# Computer Racing (off topic)



## mrstumpy (Oct 5, 2013)

I don't know where else to ask this, but here goes: Way back when I was still using Windows 98, there was an Australian outfit that made a really neat racing simulator called "Dirt Track Racing." It was easy to learn, yet got tougher the more you raced, so it never got old.

Eventually there were two versions, Stock Cars and Sprint Cars. I loved the Stock Car sim (maybe because I used to race real Stockers on dirt), but when I updated to my next computer, it was not compatable.

As far as I know, these programs were never updated. I also lost interest in the NASCAR sims pretty quickly and got rid of my steering wheel and pedals. I can't even recall the name of the people who made "Dirt Track Racing" to look for them again.

Fast forward ten or more years and I have a four year old grandnephew who is getting into computer sims. No extra equiupment like steering wheels or pedals are required. It got me to thinking about the old "Dirt Track racing" I used to enjoy.

Does anyone remember this? Have any idea if it was ever upgraded? Is there a similar modern kind of dirt track Stock car simulation today? Old racer wants to know!

Stumpy in Ahia:thumbsup:


----------



## smalltime (Jun 3, 2006)

Goggle DTRSC

The name of the group is ratbag.
But there had been no patches that work for this game, that I know of. If you find one....LMK!

There is also a very neat road racing game call Grand Prix Legends There is a pretty active sub culture out there that revolves around this game.


----------



## FOSTBITTEN (Aug 1, 2013)

Look up Dirt Track Racing 2. It is made by the same folks (Ratbag). They have Street Stocks, Late Models, & Northeastern Modifieds. You can still download this game online. 

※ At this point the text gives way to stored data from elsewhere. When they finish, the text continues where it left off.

PR #2283, opened 2026-05-20
feat: Add late interaction model training support for retrieval

rnyak:
# What does this PR do ?

Updated `train_bi_encoder.py` to support local ColBERT-style (multi_vector) pooling by adding `colbert_scores_and_labels()`, which computes MaxSim scores with query and passage attention-mask handling. The train and validation paths now route ColBERT models through this scoring function instead of standard pooled embedding contrastive scoring. 

The changes in the MR add support for `multi_vector` pooling and maxsim scoring with and without distributed in-batch neg training.

The latest commits:

- Added `detach_distributed_inbatch_negatives` arg (default True),  so distributed in-batch negatives can use the previous efficient detached behavior by default, or preserve remote passage gradients when set to false.

- Renamed ColBERT-style scoring to multi_vector/MaxSim, kept colbert as a backward-compatible alias, and made distributed MaxSim scoring more memory efficient by scoring one passage slot at a time.

**Pre checks**:


nemo_automodel/recipes/retrieval/train_bi_encoder.py
```diff
@@ -348,22 +392,38 @@ def _forward_backward_step(self, idx, batch, *, loss_buffer, num_batches, is_tra
...
                 local_bs = q_reps.shape[0]
                 dist_initialized = torch.distributed.is_available() and torch.distributed.is_initialized()
                 rank = torch.distributed.get_rank() if dist_initialized else 0
                 world_size = torch.distributed.get_world_size() if dist_initialized else 1
-                all_p = dist_gather_tensor(p_reps)
-                expected_p = world_size * local_bs * n_passages
-                assert all_p.shape[0] == expected_p, f"Gathered passage count {all_p.shape[0]} != expected {expected_p}"
-                scores = torch.mm(q_reps, all_p.t())
-                labels = (torch.arange(local_bs, device=q_reps.device) + rank * local_bs) * n_passages
+                if getattr(model, "pooling", None) == "colbert":
```
oliverholworthy: wondering if `pooling: maxsim` be clearer than pooling: colbert here?

nemo_automodel/recipes/retrieval/train_bi_encoder.py
```diff
@@ -465,7 +533,15 @@ def _run_validation_epoch(self, val_dataloader):
                     q_reps = model(query)
                     p_reps = model(passage)
 
-                    scores, labels = contrastive_scores_and_labels(q_reps, p_reps, self.val_n_passages)
+                    if getattr(model, "pooling", None) == "colbert":
+                        scores, labels = colbert_scores_and_labels(
```
oliverholworthy: if we rename pooling to maxsim, this function and the distributed variant would make sense to rename accordingly too. (e.g. `maxsim_scores_and_labels`

nemo_automodel/components/models/common/inbatch_neg_utils.py
```diff
@@ -45,6 +45,34 @@ def dist_gather_tensor(t: Optional[torch.Tensor]) -> Optional[torch.Tensor]:
     return torch.cat(gathered, dim=0)
 
 
+def dist_gather_tensor_with_dim1_padding(
```
oliverholworthy, line 61: What do you think about updating this to avoid materializing the full [local_B, global_B * n_passages, q_len, p_len]. One option would be to score one passage slot at a time, with [local_B, global_B, q_len, p_len] temporaries, then stack back to the same query-major [local_B, global_B * n_passages] output. We could also consider a mini batch size option to chunk local queries further if we want another lever for larger batches. This would keep memory lower and enable longer sequences and larger batches to test with

nemo_automodel/recipes/retrieval/train_bi_encoder.py
```diff
@@ -348,22 +392,38 @@ def _forward_backward_step(self, idx, batch, *, loss_buffer, num_batches, is_tra
...
                 dist_initialized = torch.distributed.is_available() and torch.distributed.is_initialized()
                 rank = torch.distributed.get_rank() if dist_initialized else 0
                 world_size = torch.distributed.get_world_size() if dist_initialized else 1
-                all_p = dist_gather_tensor(p_reps)
-                expected_p = world_size * local_bs * n_passages
-                assert all_p.shape[0] == expected_p, f"Gathered passage count {all_p.shape[0]} != expected {expected_p}"
-                scores = torch.mm(q_reps, all_p.t())
-                labels = (torch.arange(local_bs, device=q_reps.device) + rank * local_bs) * n_passages
+                if getattr(model, "pooling", None) == "colbert":
+                    all_p = dist_gather_tensor_with_dim1_padding(p_reps)
```
oliverholworthy: I'm wondering if remote passages should receive gradients when they are used as distributed in-batch negatives? It looks like the current gather uses remote passages in the softmax denominator, but only keeps an autograd edge for the local rank’s passage slice? 

If that's true, it would mean distributed training may not be equivalent to a single-process global batch: local queries learn from remote passages, but remote passage embeddings do not learn from local-query losses. If that stop-gradient behavior is intentional, maybe we should document it explicitly; otherwise we might consider updating.

nemo_automodel/recipes/retrieval/train_bi_encoder.py
rnyak: @oliverholworthy thanks for the comment, I think may be even "multivector" is more informative for the pooling technique, instead of "colbert"?

nemo_automodel/recipes/retrieval/train_bi_encoder.py
rnyak: I think the current way is more efficient/scalable, but I can modify this to be equivalent to a single-process global batch. but it'd make the training slower, especially for the colbert training with distributed in batch neg = True

nemo_automodel/recipes/retrieval/train_bi_encoder.py
oliverholworthy: yes that makes more sense for a pooling value i was thinking of the scoring when i suggested maxsim because that appears to be more along the lines of what this condition is checking.

oliverholworthy (dismissed):

akoumpa (approved):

Most sites have a demo version you can download for free. They will just give you something like an hour of free trial time. This is a link to the site I used to get my version of the paid game.http://www.games2download.com/free-racing-games/dirt-track-racing2.htm The first button the page is for the free trial version. I would do that so you can see if it works on your computer. 

There are some sites that do "mods" for the game too. Such as Dirt Wizard. This gives you different chassis types, skins/livery's, body styles. 

Also you can get a simple game pad that looks like a Playstation controller. From a place like Best Buy, Gamestop, or even Wal Mart & Target. This will make playing much easier. That I remember these controllers are in the $20 range.


----------



## mrstumpy (Oct 5, 2013)

I'll have to go to a game store or big box store and see what I can find. As usual, I'm out of touch and seem to be beating a dead horse when it comes to what I'm looking for. It just doesn't exist anymore.

Well that's about normal for me...I like vintage cars, trains, and planes, and still race T-jets which haven't been made in forty years and TCR cars which are twenty years out of date.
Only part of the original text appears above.